#### ASSIGNMENT
Below are records; give the number of their lines that contain "unwrap", and only that number.

(DATA SHOWN begins)

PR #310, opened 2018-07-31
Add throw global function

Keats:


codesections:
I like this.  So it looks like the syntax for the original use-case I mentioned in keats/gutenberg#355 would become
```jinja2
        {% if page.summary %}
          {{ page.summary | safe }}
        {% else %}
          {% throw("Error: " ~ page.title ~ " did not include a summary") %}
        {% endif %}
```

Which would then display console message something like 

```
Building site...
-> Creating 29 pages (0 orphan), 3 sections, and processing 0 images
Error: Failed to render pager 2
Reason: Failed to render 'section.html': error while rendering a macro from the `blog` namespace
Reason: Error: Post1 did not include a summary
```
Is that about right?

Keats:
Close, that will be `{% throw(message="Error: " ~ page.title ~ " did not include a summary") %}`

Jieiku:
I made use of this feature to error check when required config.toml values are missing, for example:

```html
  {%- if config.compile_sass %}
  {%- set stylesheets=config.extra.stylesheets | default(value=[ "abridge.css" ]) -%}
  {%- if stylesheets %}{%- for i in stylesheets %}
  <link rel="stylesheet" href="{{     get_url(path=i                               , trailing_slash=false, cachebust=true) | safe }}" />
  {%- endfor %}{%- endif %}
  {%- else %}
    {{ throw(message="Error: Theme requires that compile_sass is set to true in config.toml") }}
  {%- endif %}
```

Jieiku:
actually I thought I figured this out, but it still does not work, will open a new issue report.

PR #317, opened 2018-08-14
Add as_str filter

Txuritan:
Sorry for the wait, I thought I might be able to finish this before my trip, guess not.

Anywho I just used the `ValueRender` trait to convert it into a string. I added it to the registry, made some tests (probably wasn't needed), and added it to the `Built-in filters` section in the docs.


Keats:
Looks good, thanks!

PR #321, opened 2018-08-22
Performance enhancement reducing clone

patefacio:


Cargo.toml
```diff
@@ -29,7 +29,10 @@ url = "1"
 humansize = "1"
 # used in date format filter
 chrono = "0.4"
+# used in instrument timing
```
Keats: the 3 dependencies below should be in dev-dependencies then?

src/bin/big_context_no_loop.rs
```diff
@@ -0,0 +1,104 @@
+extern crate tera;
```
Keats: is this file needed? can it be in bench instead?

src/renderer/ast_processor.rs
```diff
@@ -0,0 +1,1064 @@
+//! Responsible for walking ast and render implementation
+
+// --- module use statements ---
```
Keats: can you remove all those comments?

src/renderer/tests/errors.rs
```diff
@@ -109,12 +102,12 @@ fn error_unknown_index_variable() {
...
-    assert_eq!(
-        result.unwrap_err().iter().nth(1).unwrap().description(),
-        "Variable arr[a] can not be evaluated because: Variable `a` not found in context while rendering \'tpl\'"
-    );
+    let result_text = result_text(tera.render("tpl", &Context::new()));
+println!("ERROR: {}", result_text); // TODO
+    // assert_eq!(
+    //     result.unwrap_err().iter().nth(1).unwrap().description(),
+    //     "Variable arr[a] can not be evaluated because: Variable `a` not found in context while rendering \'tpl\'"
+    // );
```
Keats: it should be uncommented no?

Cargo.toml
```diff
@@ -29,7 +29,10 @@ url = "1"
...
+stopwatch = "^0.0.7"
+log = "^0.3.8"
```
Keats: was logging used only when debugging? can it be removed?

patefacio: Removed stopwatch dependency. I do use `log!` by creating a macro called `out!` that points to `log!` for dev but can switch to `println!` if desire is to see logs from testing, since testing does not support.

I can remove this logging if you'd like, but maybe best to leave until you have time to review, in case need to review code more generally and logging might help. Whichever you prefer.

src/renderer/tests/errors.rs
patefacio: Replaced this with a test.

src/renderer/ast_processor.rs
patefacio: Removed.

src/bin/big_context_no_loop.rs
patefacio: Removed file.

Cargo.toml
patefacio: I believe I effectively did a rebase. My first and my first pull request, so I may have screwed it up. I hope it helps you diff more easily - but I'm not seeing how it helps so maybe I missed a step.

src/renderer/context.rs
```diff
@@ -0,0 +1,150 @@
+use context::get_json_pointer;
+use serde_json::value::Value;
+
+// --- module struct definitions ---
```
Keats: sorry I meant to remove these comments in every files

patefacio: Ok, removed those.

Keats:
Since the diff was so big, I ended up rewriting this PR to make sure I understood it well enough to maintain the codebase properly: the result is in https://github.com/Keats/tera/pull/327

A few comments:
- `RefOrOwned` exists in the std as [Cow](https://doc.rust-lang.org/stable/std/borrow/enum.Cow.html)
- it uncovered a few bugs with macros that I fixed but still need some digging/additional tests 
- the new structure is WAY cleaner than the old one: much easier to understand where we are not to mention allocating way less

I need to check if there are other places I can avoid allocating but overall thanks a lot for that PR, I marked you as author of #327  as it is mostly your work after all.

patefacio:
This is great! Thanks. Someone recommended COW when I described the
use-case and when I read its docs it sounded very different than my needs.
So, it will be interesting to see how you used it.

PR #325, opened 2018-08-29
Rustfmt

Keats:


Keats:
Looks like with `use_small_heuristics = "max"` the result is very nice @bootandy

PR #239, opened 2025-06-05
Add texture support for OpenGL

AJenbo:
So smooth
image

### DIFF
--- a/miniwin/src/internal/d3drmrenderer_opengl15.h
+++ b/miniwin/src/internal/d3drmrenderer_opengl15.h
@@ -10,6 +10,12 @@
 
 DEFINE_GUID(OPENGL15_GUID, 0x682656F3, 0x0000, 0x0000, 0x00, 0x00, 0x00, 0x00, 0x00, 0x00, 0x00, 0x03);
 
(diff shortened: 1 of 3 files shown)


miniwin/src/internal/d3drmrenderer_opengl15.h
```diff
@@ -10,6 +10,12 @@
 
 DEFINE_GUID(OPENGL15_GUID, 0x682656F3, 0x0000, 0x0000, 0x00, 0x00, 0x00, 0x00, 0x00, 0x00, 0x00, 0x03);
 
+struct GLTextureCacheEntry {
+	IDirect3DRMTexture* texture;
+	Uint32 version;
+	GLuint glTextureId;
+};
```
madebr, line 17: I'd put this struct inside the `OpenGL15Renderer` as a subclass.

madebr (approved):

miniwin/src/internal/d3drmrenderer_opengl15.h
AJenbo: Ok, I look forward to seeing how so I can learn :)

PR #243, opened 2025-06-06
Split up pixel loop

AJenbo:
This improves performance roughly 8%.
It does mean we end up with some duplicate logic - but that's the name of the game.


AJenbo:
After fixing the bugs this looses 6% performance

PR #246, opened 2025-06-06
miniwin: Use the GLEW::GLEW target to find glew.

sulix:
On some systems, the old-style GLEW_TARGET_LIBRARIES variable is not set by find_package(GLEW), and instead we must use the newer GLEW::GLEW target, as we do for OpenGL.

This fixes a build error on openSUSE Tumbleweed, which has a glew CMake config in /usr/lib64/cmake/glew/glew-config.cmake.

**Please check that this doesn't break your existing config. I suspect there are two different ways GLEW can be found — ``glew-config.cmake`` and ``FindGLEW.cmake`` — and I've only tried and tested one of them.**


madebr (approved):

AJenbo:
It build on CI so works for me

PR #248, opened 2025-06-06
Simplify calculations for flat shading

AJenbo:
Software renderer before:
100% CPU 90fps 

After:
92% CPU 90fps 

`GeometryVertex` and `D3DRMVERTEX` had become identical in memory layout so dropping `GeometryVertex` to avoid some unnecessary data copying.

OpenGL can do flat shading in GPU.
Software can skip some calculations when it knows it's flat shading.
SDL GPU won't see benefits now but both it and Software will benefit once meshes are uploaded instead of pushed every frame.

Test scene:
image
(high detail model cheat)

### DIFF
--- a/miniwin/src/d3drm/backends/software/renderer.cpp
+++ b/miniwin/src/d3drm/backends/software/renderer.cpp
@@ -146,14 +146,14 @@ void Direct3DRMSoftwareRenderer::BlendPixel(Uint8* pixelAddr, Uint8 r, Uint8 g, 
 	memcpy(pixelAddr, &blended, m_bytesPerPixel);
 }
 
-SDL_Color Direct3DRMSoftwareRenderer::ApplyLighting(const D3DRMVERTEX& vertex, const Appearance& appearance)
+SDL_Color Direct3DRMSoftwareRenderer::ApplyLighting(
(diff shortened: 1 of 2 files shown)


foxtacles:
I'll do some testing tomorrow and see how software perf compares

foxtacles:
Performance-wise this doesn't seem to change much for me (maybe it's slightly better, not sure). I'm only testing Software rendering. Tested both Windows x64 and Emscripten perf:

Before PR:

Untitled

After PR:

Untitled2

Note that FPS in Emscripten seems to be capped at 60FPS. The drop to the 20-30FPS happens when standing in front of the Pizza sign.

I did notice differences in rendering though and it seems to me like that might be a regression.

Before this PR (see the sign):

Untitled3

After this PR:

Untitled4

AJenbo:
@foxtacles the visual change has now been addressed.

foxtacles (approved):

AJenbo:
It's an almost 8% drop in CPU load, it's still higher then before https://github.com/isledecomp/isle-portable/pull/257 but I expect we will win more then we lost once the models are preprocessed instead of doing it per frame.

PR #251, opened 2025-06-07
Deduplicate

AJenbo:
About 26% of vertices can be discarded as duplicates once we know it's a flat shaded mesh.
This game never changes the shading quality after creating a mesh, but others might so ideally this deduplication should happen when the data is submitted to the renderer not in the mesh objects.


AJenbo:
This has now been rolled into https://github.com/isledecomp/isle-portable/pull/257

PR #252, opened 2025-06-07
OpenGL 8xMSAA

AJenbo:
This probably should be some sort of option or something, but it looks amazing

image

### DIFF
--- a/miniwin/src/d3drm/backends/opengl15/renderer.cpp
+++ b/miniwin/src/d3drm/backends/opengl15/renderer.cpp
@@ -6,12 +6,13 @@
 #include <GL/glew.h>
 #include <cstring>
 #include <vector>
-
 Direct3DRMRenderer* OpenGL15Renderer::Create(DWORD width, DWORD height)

(DATA SHOWN ends)
(DATA SHOWN begins)

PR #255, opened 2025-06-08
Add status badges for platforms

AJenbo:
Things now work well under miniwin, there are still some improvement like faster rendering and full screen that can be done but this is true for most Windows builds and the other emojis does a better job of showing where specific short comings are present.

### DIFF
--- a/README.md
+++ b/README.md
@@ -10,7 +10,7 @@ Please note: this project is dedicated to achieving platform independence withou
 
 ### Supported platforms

(DATA SHOWN ends)

#### SOLUTION TO THIS EXERCISE
2